Christina Vantzou’s sound has been further refined on her fourth album for Kranky – one listen to the opening piece, ‘Glissando for Bodies and Machines in Space’, is enough to leave the listener’s jaw hanging as the piece sets the tone for the rest of the album, a slow pirouette into limitless space, completely lost in the dark pull of an orbit where a lone voice slides and swirls into oblivion. Suspended, spacious and void-like, the composition unravels a darker side, and No. 4 excels at beckoning these smoky shadows into its midst. Something of a monolithic shape, something unseen, is gathering in the gloom.
Her ambient and classical music has always favoured the minimal, and No. 4 provides a deeper experience because of it. Once upon a time, her music had more rigidity in its orchestral skeleton, structured while keeping its smooth ambient flow and caress, with lambent harmonies and cinematic drones mirroring her work with Adam Wiltzie as The Dead Texan. Nowadays, her music embraces the experimental and the ephemeral, bridging the gap between the dislocated two and turning what was once disjointed into a cohesive outlet. For Vantzou, No. 4 is an evolution, a new side, a new face standing in the same doorway. At the same time, this face looks familiar, like an old friend seen a decade later. Their phrasing and their fingerprints are the same, and in that respect Vantzou’s music is still recognizable, but it’s morphing, evolving.
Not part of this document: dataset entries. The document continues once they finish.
PR #153, opened 2021-10-19
Non-null allowed_names and _labels

kroenlein:
[The docs](https://citrineinformatics.github.io/gemd-docs/specification/object-templates/#process-template) specify that the default state for `allowed_names` and `allowed_labels` for Process Templates is supposed to be the empty set, rather than an explicit None.  This PR brings this behavior into line with the docs and with the backend implementation.

### DIFF
--- a/gemd/entity/template/process_template.py
+++ b/gemd/entity/template/process_template.py
@@ -72,9 +72,8 @@ class ProcessTemplate(BaseTemplate, HasConditionTemplates, HasParameterTemplates
 
     @allowed_names.setter
     def allowed_names(self, allowed_names):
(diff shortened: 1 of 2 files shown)


kroenlein:
> Isn't there a third option? Continue to define empty list as unconstrained, but change the backend behavior so that it doesn't mutate the `None` to an empty list?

Vantzou’s ambient drones are still in place, but electronics slither and scuttle around them. ‘At Dawn’ glows with a series of swelling strings, and the deep, processed drones echo forever, surrounding everything with elegant displays. Her music lies on the periphery, like the late-rising dawn or the sunset in the street. No. 4 also features a number of musical collaborations, including Steve Hauschildt, John Also Bennett (Forma), Angel Deradoorian, Clarice Jensen, Beatrijs De Klerck and members of Belgium’s Echo Collective. But Vantzou aimed to ‘blur lines of hierarchy’, so members of the ensemble were allowed to add or delete parts of their own free will, and this has only strengthened the album. Citing sleep and the loosening of time in her private and professional life, Vantzou’s music appears in the form of a dream-like fugue, an endless glint of light rising up from a well of darkness and introspection.